*** Block opens ***
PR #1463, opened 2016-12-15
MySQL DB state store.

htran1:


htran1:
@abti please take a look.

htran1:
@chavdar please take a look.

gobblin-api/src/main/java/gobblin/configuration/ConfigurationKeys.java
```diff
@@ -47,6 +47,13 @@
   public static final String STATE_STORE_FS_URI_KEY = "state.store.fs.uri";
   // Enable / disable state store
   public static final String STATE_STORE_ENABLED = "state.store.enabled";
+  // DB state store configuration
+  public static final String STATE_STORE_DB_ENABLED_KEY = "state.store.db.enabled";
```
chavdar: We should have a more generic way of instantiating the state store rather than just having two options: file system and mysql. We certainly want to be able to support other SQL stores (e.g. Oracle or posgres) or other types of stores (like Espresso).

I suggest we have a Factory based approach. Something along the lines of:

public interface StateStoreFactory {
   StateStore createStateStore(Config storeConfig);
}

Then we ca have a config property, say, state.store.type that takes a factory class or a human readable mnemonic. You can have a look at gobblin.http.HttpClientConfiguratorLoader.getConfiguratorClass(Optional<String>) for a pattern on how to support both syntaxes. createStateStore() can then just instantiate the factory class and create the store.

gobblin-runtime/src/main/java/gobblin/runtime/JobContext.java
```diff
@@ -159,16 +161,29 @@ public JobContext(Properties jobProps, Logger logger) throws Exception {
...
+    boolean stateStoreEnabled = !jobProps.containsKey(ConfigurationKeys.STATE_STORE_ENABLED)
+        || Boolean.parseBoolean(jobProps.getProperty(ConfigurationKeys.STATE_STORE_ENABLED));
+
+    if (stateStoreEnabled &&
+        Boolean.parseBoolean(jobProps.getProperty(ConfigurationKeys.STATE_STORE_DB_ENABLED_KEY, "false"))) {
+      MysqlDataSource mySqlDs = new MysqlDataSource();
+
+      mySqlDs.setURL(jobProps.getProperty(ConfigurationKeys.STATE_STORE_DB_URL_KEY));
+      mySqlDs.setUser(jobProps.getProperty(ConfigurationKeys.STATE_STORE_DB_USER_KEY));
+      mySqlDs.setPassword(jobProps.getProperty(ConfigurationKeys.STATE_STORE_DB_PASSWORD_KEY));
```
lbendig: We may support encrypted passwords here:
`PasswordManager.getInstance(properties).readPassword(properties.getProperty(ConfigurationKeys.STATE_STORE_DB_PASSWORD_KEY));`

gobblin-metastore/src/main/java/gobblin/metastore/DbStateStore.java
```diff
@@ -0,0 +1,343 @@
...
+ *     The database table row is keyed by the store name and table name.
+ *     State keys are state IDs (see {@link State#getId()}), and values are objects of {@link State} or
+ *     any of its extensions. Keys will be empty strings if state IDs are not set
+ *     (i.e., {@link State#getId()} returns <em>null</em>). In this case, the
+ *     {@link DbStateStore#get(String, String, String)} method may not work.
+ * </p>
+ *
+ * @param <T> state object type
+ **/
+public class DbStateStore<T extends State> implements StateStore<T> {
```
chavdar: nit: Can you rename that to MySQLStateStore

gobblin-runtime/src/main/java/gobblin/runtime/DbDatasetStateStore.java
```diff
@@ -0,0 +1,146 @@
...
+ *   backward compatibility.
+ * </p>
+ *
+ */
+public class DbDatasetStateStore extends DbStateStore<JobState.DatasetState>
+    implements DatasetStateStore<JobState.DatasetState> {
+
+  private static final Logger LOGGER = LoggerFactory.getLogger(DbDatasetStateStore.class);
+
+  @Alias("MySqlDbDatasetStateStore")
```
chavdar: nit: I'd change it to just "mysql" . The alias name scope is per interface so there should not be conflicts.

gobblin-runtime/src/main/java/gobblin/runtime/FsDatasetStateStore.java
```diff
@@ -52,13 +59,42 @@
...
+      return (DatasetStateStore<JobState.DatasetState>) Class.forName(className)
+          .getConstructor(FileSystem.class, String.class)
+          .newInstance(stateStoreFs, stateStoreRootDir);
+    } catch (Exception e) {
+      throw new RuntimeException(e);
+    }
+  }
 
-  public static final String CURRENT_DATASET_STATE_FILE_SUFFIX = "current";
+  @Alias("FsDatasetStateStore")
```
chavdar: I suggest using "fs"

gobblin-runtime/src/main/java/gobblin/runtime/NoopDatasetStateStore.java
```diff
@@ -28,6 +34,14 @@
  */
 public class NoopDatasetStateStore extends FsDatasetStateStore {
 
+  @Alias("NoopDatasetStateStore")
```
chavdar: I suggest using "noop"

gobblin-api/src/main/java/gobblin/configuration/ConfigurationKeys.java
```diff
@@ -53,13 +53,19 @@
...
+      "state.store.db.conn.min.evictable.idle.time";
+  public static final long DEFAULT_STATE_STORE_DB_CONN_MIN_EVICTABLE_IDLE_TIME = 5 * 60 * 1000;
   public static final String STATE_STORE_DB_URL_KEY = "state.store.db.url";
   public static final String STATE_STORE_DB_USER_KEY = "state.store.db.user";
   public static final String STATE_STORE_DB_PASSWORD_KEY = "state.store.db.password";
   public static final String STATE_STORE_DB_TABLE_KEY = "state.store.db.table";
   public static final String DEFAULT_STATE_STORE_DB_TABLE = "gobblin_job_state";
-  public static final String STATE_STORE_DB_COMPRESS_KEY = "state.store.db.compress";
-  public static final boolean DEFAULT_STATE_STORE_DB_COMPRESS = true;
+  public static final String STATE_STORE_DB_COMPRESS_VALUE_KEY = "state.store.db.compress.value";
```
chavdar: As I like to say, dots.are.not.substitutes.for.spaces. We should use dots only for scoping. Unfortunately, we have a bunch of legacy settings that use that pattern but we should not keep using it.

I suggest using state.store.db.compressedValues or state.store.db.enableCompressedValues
*** Block closes ***
*** Block opens ***
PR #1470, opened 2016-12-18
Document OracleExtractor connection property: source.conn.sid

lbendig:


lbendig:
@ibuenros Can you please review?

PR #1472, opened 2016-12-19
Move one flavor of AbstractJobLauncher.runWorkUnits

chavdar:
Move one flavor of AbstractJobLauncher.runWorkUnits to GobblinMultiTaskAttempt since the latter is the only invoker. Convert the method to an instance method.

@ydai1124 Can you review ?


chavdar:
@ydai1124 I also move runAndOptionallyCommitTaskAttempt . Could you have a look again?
*** Block closes ***
(PROBLEM REQUIREMENTS) Wherever the string "have" appears in the entries, copy that line.

(REPLY TO THE TASK)
chavdar: We should have a more generic way of instantiating the state store rather than just having two options: file system and mysql. We certainly want to be able to support other SQL stores (e.g. Oracle or posgres) or other types of stores (like Espresso).
I suggest we have a Factory based approach. Something along the lines of:
Then we ca have a config property, say, state.store.type that takes a factory class or a human readable mnemonic. You can have a look at gobblin.http.HttpClientConfiguratorLoader.getConfiguratorClass(Optional<String>) for a pattern on how to support both syntaxes. createStateStore() can then just instantiate the factory class and create the store.
chavdar: As I like to say, dots.are.not.substitutes.for.spaces. We should use dots only for scoping. Unfortunately, we have a bunch of legacy settings that use that pattern but we should not keep using it.
@ydai1124 I also move runAndOptionallyCommitTaskAttempt . Could you have a look again?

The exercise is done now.